*** Opening of SUPPLIED INFORMATION ***

PR #1972, opened 2020-10-01
Add 7.10 branches to conf.yaml

lcawl:
This PR adds new 7.10 branches to the appropriate books.

NOTE: These build checks will fail until all the branches exist.

### DIFF
--- a/conf.yaml
+++ b/conf.yaml
@@ -975,7 +975,7 @@ contents:
                 prefix:     get-started
                 index:      docs/guide/index.asciidoc
                 current:    *stackcurrent
-                branches:   [ master, 7.9, 7.8, 7.7, 7.6, 7.5, 7.4, 7.3, 7.2, 7.1, 7.0, 6.8, 6.7, 6.6, 6.5, 6.4, 6.3, 6.2, 6.1, 6.0 ]
+                branches:   [ master, 7.10, 7.9, 7.8, 7.7, 7.6, 7.5, 7.4, 7.3, 7.2, 7.1, 7.0, 6.8, 6.7, 6.6, 6.5, 6.4, 6.3, 6.2, 6.1, 6.0 ]
                 live:       *stacklive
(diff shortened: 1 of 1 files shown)


conf.yaml
```diff
@@ -1768,8 +1768,8 @@ contents:
           - title:      Ingest Management Guide
             prefix:     en/ingest-management
             current:    *stackcurrent
-            branches:   [ master, 7.x, 7.9, 7.8 ]
-            live:       [ master, 7.x, 7.9, 7.8 ]
+            branches:   [ master, 7.x, 7.10, 7.9, 7.8 ]
+            live:       [ master, 7.x, 7.10, 7.9, 7.8 ]
```
gtback, line 1772: Should we take 7.8 out of this list? Or can we change it to `*stacklive`?

gtback (commented):
I also noticed we didn't add 7.10 to the Enterprise Search or some of the APM books. Was that intentional? Did you just add 7.10 whenever there was a 7.x?

conf.yaml
lcawl: I think this is a question for @dedemorton.  Can happen separately from this PR (before or after) as far as I'm concerned.

lcawl:
> Did you just add 7.10 whenever there was a 7.x?

Yup, if there are other exceptional cases that don't have a 7.x, we can follow up after this PR if necessary. If they don't have a 7.x there must not be links to those books from other books in the library.

conf.yaml
dedemorton: @lcawl I think I did that before because I didn't have all the branches in the list. You should be able to use *stacklive now.

lcawl:

lcawl:

lcawl:

lcawl:

jmikell821 (approved):

PR #1973, opened 2020-10-05
[DOCS] Adds chunking to Py, Rust, and eland client books

szabosteve:
## Overview

This PR adds the `chunk: 1` attribute to the attribute list of the Python, Rust, and eland client books in the conf.yml and adds `--chunk 1` to the respective book aliases in `doc_build_aliases.sh`.

These changes are required because of upcoming structural changes in the above-mentioned client books. This PR covers the last bits of infrastructural changes required to the Clients docs restructuring.

### Note

**Merge only the following PRs are merged:**

* py: https://github.com/elastic/elasticsearch-py/pull/1393
* eland: https://github.com/elastic/elasticsearch-eland-docs/pull/9
* rust: https://github.com/elastic/elasticsearch-rs/pull/150

### DIFF
--- a/conf.yaml
+++ b/conf.yaml
@@ -488,7 +488,7 @@ contents:
                 branches:   [ master, 7.x ]
                 live:       [ master, 7.x ]
                 index:      docs/guide/index.asciidoc
-                single:     1
+                chunk:     1
                 tags:       Clients/Python
                 subject:    Clients
                 sources:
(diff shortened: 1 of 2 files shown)


gtback (approved):
LGTM!

We realized in #1970 that the chunking level is used by all versions of a book. In this case it's OK, since most of the client books only build one version, but wanted to explicitly call that out in case it matters.

PR #1981, opened 2020-10-16
Update Observability sources

bmorelli25:
How do sources work for documentation books? We have files in `apm-server`'s `doc` folder that the Observability guide needs to access. Is the fix as simple as removing the `/guide` from the source?

For the failures in https://github.com/elastic/observability-docs/pull/188:

```
08:57:19 INFO:build_docs:
08:57:19 INFO:build_docs:asciidoctor: ERROR: instrument-apps.asciidoc: line 22: include file not found: /tmp/docsbuild/qaSsMmfBdn/apm-server/docs/tab-widgets/install-agents-widget.asciidoc
08:57:19 INFO:build_docs:asciidoctor: ERROR: instrument-apps.asciidoc: line 36: include file not found: /tmp/docsbuild/qaSsMmfBdn/apm-server/docs/tab-widgets/configure-agent-widget.asciidoc
08:57:19 INFO:build_docs:asciidoctor: ERROR: instrument-apps.asciidoc: line 43: include file not found: /tmp/docsbuild/qaSsMmfBdn/apm-server/docs/tab-widgets/configure-server-widget.asciidoc
08:57:19 INFO:build_docs:
```

### DIFF
--- a/conf.yaml
+++ b/conf.yaml
@@ -956,7 +956,7 @@ contents:
                 path:   docs/en
               -
                 repo:   apm-server
-                path:   docs/guide
+                path:   docs
                 exclude_branches:   [ 6.8, 6.7, 6.6, 6.5, 6.4, 6.3, 6.2, 6.1, 6.0, 5.6, 5.5, 5.4, 5.3, 5.2, 5.1, 5.0 ]
               -
                 repo:   beats


bmorelli25:
no_idea

gtback:
As I understand it, the `path` under each `sources` entry serves two purposes:

- If anything in that [path has changed](https://github.com/elastic/docs/blob/006f26a186820af2f61d30a153125a73ccd125be/lib/ES/Repo.pm#L97-L102), that's a sign that the book needs to be rebuilt.
- We do a [sparse checkout in git](https://github.com/elastic/docs/blob/006f26a186820af2f61d30a153125a73ccd125be/lib/ES/Repo.pm#L224-L227) to only check out those files (which helps in larger repos). That is what's causing those errors.

In this case, it seems like removing `guide` makes the most sense. 

@nik9000 am I explaining that correctly?

gtback (approved):

gtback:
I was thinking I should document this somewhere, and then I [realized that I already did](https://github.com/elastic/docs/blob/master/schema.yaml#L115-L118) 😂 

Part of why I made that file was to document things like this, but I don't think I really told anyone else about it.

bmorelli25:
That's very helpful! It also explains why the path to that content is correct, but the build claims that it doesn't exist -- it never checked it out.

bmorelli25:
Oh cool! I've never seen that schema file

lcawl:
I'm running the full build locally now to test, but it's worth noting that per Greg's comment, you technically could reduce the amount of churn by adding docs/tab-widgets as a source, instead of adding all folders in docs.  Depends how many of these other folders are likely to be needed in the future and how much they change, I guess.

bmorelli25:
Interesting! At some point in the future we'll want to add the APM Server reference content (also in `/docs`), but that might not happen before the new build system. Are you suggesting something like this?

```
 -
                repo:   apm-server
                path:   docs/guide
 -
                repo:   apm-server
                path:   docs/tab-widgets
```

PR #2289, opened 2021-11-17
Remove unused script ref

brianjolly:
Removes unused script reference which is generating many 404s.

### DIFF
--- a/resources/web/template.html
+++ b/resources/web/template.html
@@ -126,10 +126,6 @@
       </section>
     </div>
 
-<script type="text/javascript">
-	var suggestionsUrl = "https://search.elastic.co/suggest";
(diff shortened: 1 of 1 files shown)


brianjolly:
https://docs_2289.docs-preview.app.elstc.co/guide/index.html

gtback (approved):
Looks fine to me. I'm guessing all the search stuff comes through the header now?

I also looked and I'm not sure if the `search.elastic.co` URL above this is doing anything, but we can remove that in a later PR if we want.

brianjolly:
Thanks @gtback, yes, the search all comes through the nav with the Site Search setup. 

I'm happy to drop that `search.elastic.co` script too. It looks like it doesn't even have DNS anymore :)

brianjolly:
Thanks @gtback !

PR #2291, opened 2021-11-18
Add tab-widget code to enable Cloud login text from across stack docs

kilfoyle:
We'd like to a tab widget that contains the login info for Cloud products (ESS and ECE, for now). Storing the widget code in the shared `docs` repo would allow us to a create the widget from anywhere in the stack docs, with two simple include statements.

Screen Shot 2021-11-18 at 1 31 50 PM

I've tested the code locally and it works nicely.


lcawl (approved):
Great idea!

PR #2298, opened 2021-11-25
Add attribute for the integrations developer guide

dedemorton:
Adds attribute to resolve path to the integrations developer guide.

@bmorelli25 Should we set this to `current` since we are not building in multiple branches?


bmorelli25 (approved):
Thanks!

gtback (approved):

PR #2304, opened 2021-12-03
Bump 8.x `prev-major-last` to 7.17

jrodewig:
🚀


gtback (approved):
As long as this is just getting used in text, I think we're fine (and it seems to be that way since the builds are passing). If they're going to be used in links, this probably won't work until there are 7.17 branches/versions for each of the books that are the targets of links.

PR #2308, opened 2021-12-06
Add elasticsearch-java doc code snippets directory

swallez:
https://github.com/elastic/elasticsearch-java/pull/52 pulls code snippets in the document from test source code, which is not checked out by the docs build process.

This PR adds the path to that test source code in the `elasticsearch-java` (`java-api-client`) configuration.

### DIFF
--- a/conf.yaml
+++ b/conf.yaml
@@ -498,6 +498,9 @@ contents:
                     repo:   elasticsearch-java
                     path:   docs/
                   -
+                    repo:   elasticsearch-java
+                    path:   java-client/src/test/java/co/elastic/clients/documentation
+                  -
                     repo:   elasticsearch
                     path:   docs/java-rest/
                   -


szabosteve:
@gtback Could you please have a look at this PR? If I understand correctly, it fails because the referenced folder is empty. [This PR](https://github.com/elastic/elasticsearch-java/pull/52), however, fails on the docs test because the test files are not found as their path is not referenced in the conf.yml.
In my understanding, the solution would be to add the test files to the path in the java repo in a separate PR, then merge this PR in the docs repository, finally reference the test files in the code snippets of the asciidoc files in the java repo. Am I reading the situation right?
CC @swallez

szabosteve:
@elasticmachine test this please

swallez:
@elasticmachine test this please

(added missing files to the `8.0` branch in addition to `main` and `7.16`

szabosteve (commented):
LGTM!

szabosteve (approved):

gtback:
@szabosteve Yes, there are some times when neither PR will pass without the other, so you'll need to just merge one without CI passing and then the other one should pass. It looks like it got figured out in this case.

> (added missing files to the 8.0 branch in addition to main and 7.16)

You can also use `exclude_branches` to say "don't use these files/paths when building this list of versions" (so in this case `exclude_branches: [ 8.0 ]`)

PR #2309, opened 2021-12-07
Move APM Reference and Overview to Legacy section

bmorelli25:
Moves the APM Server Reference and APM Overview to the Legacy docs section of elastic.co/guide.

Merge after https://github.com/elastic/docs/pull/2299.

PR #2324, opened 2021-12-16
Move legacy APM books back to `/en/apm/*`

bmorelli25:
Amends https://github.com/elastic/docs/pull/2309 by moving legacy APM books back to `/en/apm/*`.

### DIFF
--- a/conf.yaml
+++ b/conf.yaml
@@ -2296,42 +2296,45 @@ contents:
 
     -   title:      Legacy Documentation
         sections:
-          - title:      APM Overview
-            prefix:     get-started
-            index:      docs/guide/index.asciidoc
-            current:    7.15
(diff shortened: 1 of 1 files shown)


gtback:
We can see what this looks like, but I was thinking it might be easier to just manually add `en/apm` prefix on lines 2300/2303 and 2316/2319. As it is, this is likely to break things, since the page https://www.elastic.co/guide/en/apm/index.html can't come from two different sections.

gtback:
Or, honestly, we could move the books back up into the APM section (on that same page linked above), but have a subsection on that page (maybe?)

bmorelli25:
> Or, honestly, we could move the books back up into the APM section (on that same page linked above), but have a subsection on that page (maybe?)

That's a reaaaaaally interesting idea. A legacy section within that subsection would probably make more sense for our users anyways since they're more likely to look in the APM section for these docs.

gtback (approved):
Looks good, assuming the diff shows what we expect. We can clean up the "new" "legacy" docs at the wrong URL in the built-docs repo once this gets merged.

PR #2327, opened 2021-12-17
Fixes eland-docs attribute

lcawl:
The `eland-docs` attribute in https://github.com/elastic/docs/blob/master/shared/attributes.asciidoc has an incorrect URL, which results in broken links. The correct URL should match https://www.elastic.co/guide/en/elasticsearch/client/eland/master/installation.html


jrodewig (approved):
LGTM.

PR #2330, opened 2021-12-21
Update conf.yaml

bmorelli25:
A follow-up to https://github.com/elastic/docs/pull/2324 that adds `Legacy` titles to the old APM books.

Before:

Screen Shot 2021-12-21 at 1 17 46 PM


dedemorton (approved):
LGTM

PR #2342, opened 2022-01-11
Adds attributes for data views

szabosteve:
## Overview

This PR introduces two attributes to the list:

* `data-source-caps`. Resolves to `Data View`.
* `data-source-cap`. Resolves to `Data view`.


gtback (approved):
LGTM! But why are there so many versions of this variable?

szabosteve:
> LGTM! But why are there so many versions of this variable?

Some of the versions are not correct. The system doesn't respect whether the attribute itself contains capitalization or not. I'll delete the incorrect ones once we added the correct versions and changed the docs to use the new attributes.

PR #2346, opened 2022-01-17
ESS - Change current to MS-69

kilfoyle:
This changes "current" for the Cloud ESS docs to MS-69.
Do not merge until release day.

PR #2355, opened 2022-01-19
ESS - Change current to MS-68

alaudazzi:
This changes "current" for the Cloud ESS docs to MS-68.


gtback (approved):
I'm OK with this, but it will conflict with #2346

kilfoyle:
I can fix up #2346 after this one is merged (MS-69 won't release until Feb.1).

PR #2360, opened 2022-01-27
add new path for kibana links check

pgayvallet:
Required for https://github.com/elastic/kibana/pull/123818 / https://github.com/elastic/kibana/issues/95389

Add the new package path for Kibana links checking

### DIFF
--- a/build_docs.pl
+++ b/build_docs.pl
@@ -422,6 +422,12 @@ sub check_kibana_links {
         say "  Branch: $branch, Version: $version";
         my $links_file;
         my $source = eval {
+            $links_file = "packages/kbn-doc-links/src/get_doc_links.ts";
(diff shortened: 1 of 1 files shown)


gtback (approved):
LGTM! Thanks @pgayvallet

gtback:
It would be great to see the Kibana PR fail without these changes (falling through to the `failed to find kibana links file` error), and then succeed once this is merged. But I'm just paranoid because Kibana link checking was incorrectly succeeding because of a stub file in the wrong place, for a long time (elastic/kibana#94274).

gtback:
> It would be great to see the Kibana PR fail without these changes

Nevermind, this won't happen because we still have a stub file in the old location that delegates to the new package.

PR #2364, opened 2022-02-01
Note that the full path is required for local doc build

matschaffer:
When trying to confirm the issues on https://github.com/elastic/beats/pull/30014 I found this readme, but it wasn't clear that I needed a full path until I started reading through https://github.com/elastic/docs/blob/master/doc_build_aliases.sh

*** Close of SUPPLIED INFORMATION ***

TASK INSTRUCTIONS: Each line from the one that holds "docs to MS-68." to the end of the records above should be transcribed exactly, both ends included.

RESPONSE BOX:
This changes "current" for the Cloud ESS docs to MS-68.


gtback (approved):
I'm OK with this, but it will conflict with #2346

kilfoyle:
I can fix up #2346 after this one is merged (MS-69 won't release until Feb.1).

PR #2360, opened 2022-01-27
add new path for kibana links check

pgayvallet:
Required for https://github.com/elastic/kibana/pull/123818 / https://github.com/elastic/kibana/issues/95389

Add the new package path for Kibana links checking

### DIFF
--- a/build_docs.pl
+++ b/build_docs.pl
@@ -422,6 +422,12 @@ sub check_kibana_links {
         say "  Branch: $branch, Version: $version";
         my $links_file;
         my $source = eval {
+            $links_file = "packages/kbn-doc-links/src/get_doc_links.ts";
(diff shortened: 1 of 1 files shown)


gtback (approved):
LGTM! Thanks @pgayvallet

gtback:
It would be great to see the Kibana PR fail without these changes (falling through to the `failed to find kibana links file` error), and then succeed once this is merged. But I'm just paranoid because Kibana link checking was incorrectly succeeding because of a stub file in the wrong place, for a long time (elastic/kibana#94274).

gtback:
> It would be great to see the Kibana PR fail without these changes

Nevermind, this won't happen because we still have a stub file in the old location that delegates to the new package.

PR #2364, opened 2022-02-01
Note that the full path is required for local doc build

matschaffer:
When trying to confirm the issues on https://github.com/elastic/beats/pull/30014 I found this readme, but it wasn't clear that I needed a full path until I started reading through https://github.com/elastic/docs/blob/master/doc_build_aliases.sh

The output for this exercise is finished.